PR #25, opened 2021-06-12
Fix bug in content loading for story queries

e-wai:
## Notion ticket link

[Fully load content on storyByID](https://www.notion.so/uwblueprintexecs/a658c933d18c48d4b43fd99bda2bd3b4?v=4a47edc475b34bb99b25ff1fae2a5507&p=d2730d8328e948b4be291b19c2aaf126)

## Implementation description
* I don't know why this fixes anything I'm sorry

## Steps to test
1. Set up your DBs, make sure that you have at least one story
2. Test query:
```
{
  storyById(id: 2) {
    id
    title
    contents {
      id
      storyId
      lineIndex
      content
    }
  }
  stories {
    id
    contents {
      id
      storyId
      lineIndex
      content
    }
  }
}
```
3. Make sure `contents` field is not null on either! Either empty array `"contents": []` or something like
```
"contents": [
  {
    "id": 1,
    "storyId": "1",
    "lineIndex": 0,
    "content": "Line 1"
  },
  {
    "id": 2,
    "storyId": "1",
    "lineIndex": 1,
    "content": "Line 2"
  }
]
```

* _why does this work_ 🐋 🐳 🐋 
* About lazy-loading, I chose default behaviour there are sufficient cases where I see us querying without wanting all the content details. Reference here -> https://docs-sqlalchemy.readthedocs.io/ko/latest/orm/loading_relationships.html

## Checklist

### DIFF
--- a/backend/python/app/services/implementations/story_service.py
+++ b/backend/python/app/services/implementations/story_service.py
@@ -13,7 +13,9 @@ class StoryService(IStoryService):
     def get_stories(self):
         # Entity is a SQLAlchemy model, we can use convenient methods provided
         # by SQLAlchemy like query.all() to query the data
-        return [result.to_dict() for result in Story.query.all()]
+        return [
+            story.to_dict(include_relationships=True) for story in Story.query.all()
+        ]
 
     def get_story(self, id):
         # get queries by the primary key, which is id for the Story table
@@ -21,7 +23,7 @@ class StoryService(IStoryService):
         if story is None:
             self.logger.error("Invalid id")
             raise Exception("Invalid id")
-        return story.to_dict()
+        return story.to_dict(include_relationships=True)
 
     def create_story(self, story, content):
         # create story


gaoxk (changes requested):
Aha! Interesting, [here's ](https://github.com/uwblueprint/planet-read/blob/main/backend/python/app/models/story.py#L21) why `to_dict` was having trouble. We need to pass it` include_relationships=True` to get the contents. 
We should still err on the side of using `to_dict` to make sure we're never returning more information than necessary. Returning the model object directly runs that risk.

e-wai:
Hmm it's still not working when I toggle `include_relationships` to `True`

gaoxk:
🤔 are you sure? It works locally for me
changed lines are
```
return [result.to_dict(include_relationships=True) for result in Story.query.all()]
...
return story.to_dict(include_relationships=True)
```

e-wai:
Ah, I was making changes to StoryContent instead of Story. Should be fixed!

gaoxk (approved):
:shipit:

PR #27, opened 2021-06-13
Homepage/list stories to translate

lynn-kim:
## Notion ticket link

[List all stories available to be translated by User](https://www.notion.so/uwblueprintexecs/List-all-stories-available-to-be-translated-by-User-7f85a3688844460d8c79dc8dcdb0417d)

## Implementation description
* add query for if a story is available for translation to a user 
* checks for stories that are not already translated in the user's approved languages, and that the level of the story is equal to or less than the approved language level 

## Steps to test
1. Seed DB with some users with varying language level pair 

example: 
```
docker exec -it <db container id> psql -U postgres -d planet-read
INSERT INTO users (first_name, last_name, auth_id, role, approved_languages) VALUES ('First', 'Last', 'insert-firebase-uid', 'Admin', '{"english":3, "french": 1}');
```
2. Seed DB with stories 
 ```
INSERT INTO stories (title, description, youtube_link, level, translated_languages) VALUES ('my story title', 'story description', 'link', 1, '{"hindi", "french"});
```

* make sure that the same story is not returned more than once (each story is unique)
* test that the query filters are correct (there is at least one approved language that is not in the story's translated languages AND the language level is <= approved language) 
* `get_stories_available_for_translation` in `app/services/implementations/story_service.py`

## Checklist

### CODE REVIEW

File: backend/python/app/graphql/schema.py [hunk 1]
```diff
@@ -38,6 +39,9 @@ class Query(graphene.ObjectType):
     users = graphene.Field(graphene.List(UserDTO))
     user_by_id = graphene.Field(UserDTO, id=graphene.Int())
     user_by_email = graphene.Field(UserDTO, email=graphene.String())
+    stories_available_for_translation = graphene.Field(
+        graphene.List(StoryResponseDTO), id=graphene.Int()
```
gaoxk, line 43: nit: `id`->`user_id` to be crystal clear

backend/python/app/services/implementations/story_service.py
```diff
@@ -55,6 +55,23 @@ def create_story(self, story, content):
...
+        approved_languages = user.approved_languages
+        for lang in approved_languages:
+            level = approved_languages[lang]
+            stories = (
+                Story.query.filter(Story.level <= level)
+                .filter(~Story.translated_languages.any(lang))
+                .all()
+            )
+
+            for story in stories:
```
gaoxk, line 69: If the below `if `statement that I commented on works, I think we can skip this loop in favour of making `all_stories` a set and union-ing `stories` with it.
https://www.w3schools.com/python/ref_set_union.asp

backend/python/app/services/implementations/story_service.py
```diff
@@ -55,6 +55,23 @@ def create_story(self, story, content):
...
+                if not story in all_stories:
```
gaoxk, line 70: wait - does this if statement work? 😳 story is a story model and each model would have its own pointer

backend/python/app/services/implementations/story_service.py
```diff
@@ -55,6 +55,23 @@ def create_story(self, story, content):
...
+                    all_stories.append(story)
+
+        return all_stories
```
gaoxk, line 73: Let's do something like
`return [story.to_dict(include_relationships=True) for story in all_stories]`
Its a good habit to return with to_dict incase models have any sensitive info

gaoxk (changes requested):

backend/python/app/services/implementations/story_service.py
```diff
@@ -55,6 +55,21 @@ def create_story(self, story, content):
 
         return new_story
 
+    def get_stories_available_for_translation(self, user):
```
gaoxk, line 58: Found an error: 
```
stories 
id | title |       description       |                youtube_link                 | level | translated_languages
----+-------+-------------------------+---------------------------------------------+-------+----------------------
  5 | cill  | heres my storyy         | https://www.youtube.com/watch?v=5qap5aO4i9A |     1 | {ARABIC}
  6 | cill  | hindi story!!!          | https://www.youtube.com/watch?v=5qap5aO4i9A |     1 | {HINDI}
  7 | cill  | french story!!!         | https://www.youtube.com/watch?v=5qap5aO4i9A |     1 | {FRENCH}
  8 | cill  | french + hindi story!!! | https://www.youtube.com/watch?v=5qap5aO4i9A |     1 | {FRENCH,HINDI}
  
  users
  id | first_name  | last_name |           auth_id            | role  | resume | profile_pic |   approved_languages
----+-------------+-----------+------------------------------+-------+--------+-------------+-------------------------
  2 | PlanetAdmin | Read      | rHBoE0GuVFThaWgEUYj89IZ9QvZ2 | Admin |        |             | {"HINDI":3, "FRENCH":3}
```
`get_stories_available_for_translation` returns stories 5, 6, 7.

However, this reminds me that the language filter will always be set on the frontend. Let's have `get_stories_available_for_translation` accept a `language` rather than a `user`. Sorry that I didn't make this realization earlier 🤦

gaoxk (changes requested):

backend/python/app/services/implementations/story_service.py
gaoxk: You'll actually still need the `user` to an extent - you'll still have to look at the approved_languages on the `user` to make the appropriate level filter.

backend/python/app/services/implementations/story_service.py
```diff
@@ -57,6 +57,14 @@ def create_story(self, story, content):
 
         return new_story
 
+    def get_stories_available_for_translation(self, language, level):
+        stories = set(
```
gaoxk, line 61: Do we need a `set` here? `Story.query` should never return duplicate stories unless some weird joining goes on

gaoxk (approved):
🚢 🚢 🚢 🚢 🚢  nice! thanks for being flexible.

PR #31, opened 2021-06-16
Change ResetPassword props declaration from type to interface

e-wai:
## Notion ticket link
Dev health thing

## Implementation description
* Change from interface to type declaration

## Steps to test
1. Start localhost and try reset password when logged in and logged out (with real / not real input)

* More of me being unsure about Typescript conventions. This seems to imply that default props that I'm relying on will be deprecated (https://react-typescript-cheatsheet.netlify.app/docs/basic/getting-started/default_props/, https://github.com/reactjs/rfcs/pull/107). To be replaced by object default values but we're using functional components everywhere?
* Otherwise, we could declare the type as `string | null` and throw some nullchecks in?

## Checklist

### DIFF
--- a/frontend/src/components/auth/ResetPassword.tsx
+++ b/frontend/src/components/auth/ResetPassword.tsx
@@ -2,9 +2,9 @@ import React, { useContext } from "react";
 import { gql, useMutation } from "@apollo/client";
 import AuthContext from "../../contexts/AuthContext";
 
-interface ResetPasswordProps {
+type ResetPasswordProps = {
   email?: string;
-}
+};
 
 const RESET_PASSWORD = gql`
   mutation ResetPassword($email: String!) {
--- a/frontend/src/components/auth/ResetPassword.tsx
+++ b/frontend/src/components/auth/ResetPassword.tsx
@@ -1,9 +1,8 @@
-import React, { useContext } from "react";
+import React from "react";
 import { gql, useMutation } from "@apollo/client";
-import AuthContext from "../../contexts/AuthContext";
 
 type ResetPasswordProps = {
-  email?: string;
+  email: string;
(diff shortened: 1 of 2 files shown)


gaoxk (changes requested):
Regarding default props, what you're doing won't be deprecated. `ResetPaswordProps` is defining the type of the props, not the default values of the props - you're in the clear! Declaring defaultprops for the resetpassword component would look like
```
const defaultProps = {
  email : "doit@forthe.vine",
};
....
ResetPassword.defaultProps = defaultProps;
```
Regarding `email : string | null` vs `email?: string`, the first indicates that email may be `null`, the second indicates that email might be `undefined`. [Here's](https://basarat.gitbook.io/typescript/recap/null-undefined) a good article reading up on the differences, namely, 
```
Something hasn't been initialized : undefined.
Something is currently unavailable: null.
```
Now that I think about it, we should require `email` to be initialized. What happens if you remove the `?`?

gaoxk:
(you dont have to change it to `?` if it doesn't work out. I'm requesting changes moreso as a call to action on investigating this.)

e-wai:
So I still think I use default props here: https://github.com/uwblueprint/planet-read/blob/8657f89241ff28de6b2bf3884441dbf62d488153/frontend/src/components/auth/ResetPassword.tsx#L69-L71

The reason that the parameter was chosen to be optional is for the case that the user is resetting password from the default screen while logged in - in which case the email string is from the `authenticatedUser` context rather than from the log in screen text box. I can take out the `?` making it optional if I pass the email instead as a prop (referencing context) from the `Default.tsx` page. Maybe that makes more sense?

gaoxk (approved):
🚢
_ _ _ _ _
=== What to produce ===
What you return must be an exact retyping of the lines above starting at the line with "Homepage/list stories to translate" and ending at the line with "[List all stories", and nothing besides.

=== Expected output ===
Homepage/list stories to translate

lynn-kim:
## Notion ticket link

[List all stories available to be translated by User](https://www.notion.so/uwblueprintexecs/List-all-stories-available-to-be-translated-by-User-7f85a3688844460d8c79dc8dcdb0417d)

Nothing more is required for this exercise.